Jabatan Kerja Konstruksi
Jabatan Kerja Konstruksi adalah posisi atau fungsi spesifik yang diemban oleh tenaga kerja konstruksi dalam penyelenggaraan proyek, yang masing-masing memiliki Standar Kompetensi Kerja Nasional Indonesia (SKKNI) tersendiri. Jabatan kerja ini diklasifikasikan berdasarkan bidang keahlian seperti sipil, arsitektur, mekanikal, elektrikal, dan tata lingkungan. Nomenklatur jabatan kerja ini menentukan batasan wewenang dan tanggung jawab teknis seorang personel di lokasi proyek.
Pengaturan jabatan kerja ini diatur dalam Keputusan Menteri PUPR Nomor 1091/KPTS/M/2022. Regulasi ini menyederhanakan ratusan jabatan kerja lama ke dalam klasifikasi yang lebih terstruktur sesuai dengan kebutuhan industri modern. Setiap jabatan kerja harus memiliki SKK yang linear dengan fungsi yang dijalankan.

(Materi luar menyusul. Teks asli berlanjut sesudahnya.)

PR #4114, opened 2019-08-25
Browsi real time data module

omerBrowsi:
## Type of change

- [ ] Bugfix
- [ ] Feature

## Description of change

**Goal**

- Creating a generic pre-bid module that will be able to call different service providers to retrieve real-time data.
- light-weight and quick module that doesn't delay the auction, or adds the minimum delay to the auction only when necessary.

**Input**

Name | Description | Notes
-- | -- | --
Name | The name of the real-time data provider. | -
Params | An object with the configuration that each provider requires. |  
Timeout | Overall timeout for the module to get a response from the data provider. if the response was not received in that time span - real-time data should not be used. |  
Primary ad server only | Send the real-time data only to the primary ad server and not to any of the bidders. | True / False value (Boolean).In case this input is set to "True" (data should be sent only to the ad server) we can fetch the data in parallel with the auction in order to not delay the auction and reduce latency.

**JSON example:**
```
 pbjs.setConfig({
        "realTimeData": {
            "name": "browsi",
            "primary_only": false,
            "params": {
                "url": "testUrl.com",
                "siteKey": "testKey",
                "pubKey": "testPub",
                "keyName":"bv"
            }
        }
    });
```

**Flow**

flow

**Changes**

- browsiProvider.js - browsi sub module (provider)
- realTimeDataModule.js - generic real time module
- realTimeModule_spec.js - test for both module and sub module
- config.js - fix for unsubscribe config listener
- auction.js - new hook - after bid request and before bids back callback

asafs@gobrowsi.com 
omerdo@gobrowsi.com
eranyo@gobrowsi.com


mkendall07:
This pull request **introduces 1 alert** when merging 6121b4ed320ce8da712deeaa5fac75dc4d131e81 into e798c0cfc8598f70a86b7fcd6f5a3c14942662c9 - [view on LGTM.com](https://lgtm.com/projects/g/prebid/Prebid.js/rev/pr-dcb6c28d642b59337f8886cd3a44f2d9946edf2b)

**new alerts:**

* 1 for Useless assignment to local variable

---

---

bretg:
1. To align this feature with a similar feature in `userSync`, please replace `primary_only` and `timeout` options with `auctionDelay`. See https://github.com/prebid/prebid.github.io/pull/1459/files. If auctionDelay=0, then it should happen in parallel. 

```
 pbjs.setConfig({
        "realTimeData": {
            "name": "browsi",
            "auctionDelay": 0,
            "params": {
                ...
            }
        }
    });
```

2. Let's start out with a consistent structure that assumes there will be many RTD modules. Please move `browsiProvider.js` to a subdirectory (e.g. rtdModules). Add a README to that dir describing the interface code needs to have to be a real-time data provider.

3. Please open a docs PR covering the new module and your sub-module.

bretg:
Let's make sure we're on the same page here when it comes to building. The overall goal is to allow pubs to be surgical about which code is included in their package. To that end, the RTD modules should be built with something like:
```
gulp build --modules=rtdModule,browsiRtdProvider,...
```

bretg:
@omerBrowsi - couple of comments on the config:

1) I think the realtime data object needs to be an array so multiple real time data providers can be specified
2) cross-provider parameters should be supported (e.g. an auction delay that applies to all providers)
3) I think we should define 'auctionDelay' as a parameter instead of 'timeout'. That aligns this module with usersync. Maybe this means we can drop "primary_only"?

```
"realTimeData": {
     "auctionDelay": 100,
     "dataProviders": [{
            "name": "browsi",
            "params": {
                "url": "testUrl.com",
                "siteKey": "testKey",
                "pubKey": "testPub",
                "keyName":"bv"
            }
      }
}]
```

Misalnya, seorang yang menjabat sebagai Manajer Lapangan Jalan harus memiliki SKK yang spesifik pada sub-klasifikasi jalan guna menjamin kualitas teknis sesuai standar yang ditetapkan oleh kementerian.
Bagi departemen HRD di perusahaan konstruksi, pemetaan jabatan kerja sangat krusial dalam menyusun struktur organisasi proyek. Kesalahan dalam menempatkan personel pada jabatan kerja yang tidak sesuai dengan sertifikatnya dapat berakibat pada penolakan dokumen penawaran tender atau teguran dari pengawas proyek. Konsultan menyarankan agar badan usaha rutin melakukan audit internal terhadap linearitas ijazah, pengalaman, dan SKK yang dimiliki oleh staf teknis mereka agar selalu siap menghadapi persyaratan kualifikasi personel inti pada paket pengerjaan yang beragam.